Back
Ultima verba: l’incarnation d’une tradition en péril Montreux Auditorium Stravinski 09/17/2011 - Richard Wagner : Rienzi: Ouverture
Johannes Brahms : Concerto pour piano et orchestre n° 1 en ré mineur, opus 15
César Franck : Symphonie en ré mineur
Rudolf Buchbinder (piano)
Royal Philharmonic Orchestra, Antoni Wit (direction)
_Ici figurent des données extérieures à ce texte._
Issue #2022, opened 2018-07-16
[plot3d] picking of position in items of SceneWidget


t20100:
Add functionality to get value/position of an item (image, scatter, isosurface...) at a pixel position in the scene.

t20100:
closed by #2129

PR #2129, opened 2018-09-28
Picking in 3D scene

t20100:
This PR provides an API to perform picking in a 3D scene from the items.
One can call `item.pickItems(xInPixel, yInPixel, condition)` on a group item to get an iterator of `PickingResult` objects.

A `PickingResult` object provides access to the picked item, the positions picked (in either scene or object frame of reference), indices in the item's data array, and picked data of corresponding data point if applicable.

related to #2022


t20100:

A rebours de la répartition des cordes des deux côtés du pupitre du chef, le Royal Philharmonic Orchestra concentre les basses à la droite du père. Une telle roberval favorise l’opposition des couleurs et des textures et souligne l’assise des graves. Antoni Wit, incarnation d’une tradition menacée d’extinction, sait en tirer parti, dans un programme associant trois œuvres qui laissent s’épancher, chacune à leur manière, une certaine densité orchestrale.
De Rienzi, opéra de jeunesse mésestimé de Wagner, n’est restée dans le répertoire courant que l’Ouverture. Le premier thème est un appel mettant en valeur l’assise des cuivres. La générosité de la pâte sonore favorise l’onctuosité de la cantilène confiée aux cordes – la prière de Rienzi au quatrième acte. La partition s’achève sur la marche triomphale du deuxième acte, avec un sens de la procession d’une grande efficacité, guidée d’une main puissante.
Le Premier Concerto pour piano de Brahms s’ouvre sur un Maestoso empreint d’une atmosphère funèbre – le ré mineur renoue avec la tonalité du Requiem de Mozart. La générosité de la direction d’Antoni Wit n’a cure d’une certaine diététique qui prévaut de nos jours. L’orchestre n’en sonne pas pour autant alourdi. Face à ce maelström, le piano de Rudolf Buchbinder contraste par la finesse de sa sonorité et de son phrasé. L’élégance du toucher rappelle une école de retenue qui est hélas tombée en désuétude. L’économie dans l’usage de la pédale permet de faire chanter le Steinway avec une limpidité remarquable, sans jamais l’encombrer d’une souplesse mal maîtrisée. Ce sont deux rondeurs qui dialoguent tout au long de cet ample mouvement. La musicalité du pianiste autrichien embrasse la cadence avec une noblesse émouvante. Le fondu des couleurs orchestrales illumine l’Adagio, à égalité avec la sensibilité du soliste. Le Rondo, Allegro ma non troppo conclut avec la même générosité aristocratique cette partition où plane l’ombre de Schumann. En hommage à ses traditions natales, Buchbinder livre en bis une brillante Soirée de Vienne, paraphrase d’Alfred Grünfeld sur des thèmes de Johann Strauss (notamment de La Chauve-souris), qui prend parfois des allures lisztiennes.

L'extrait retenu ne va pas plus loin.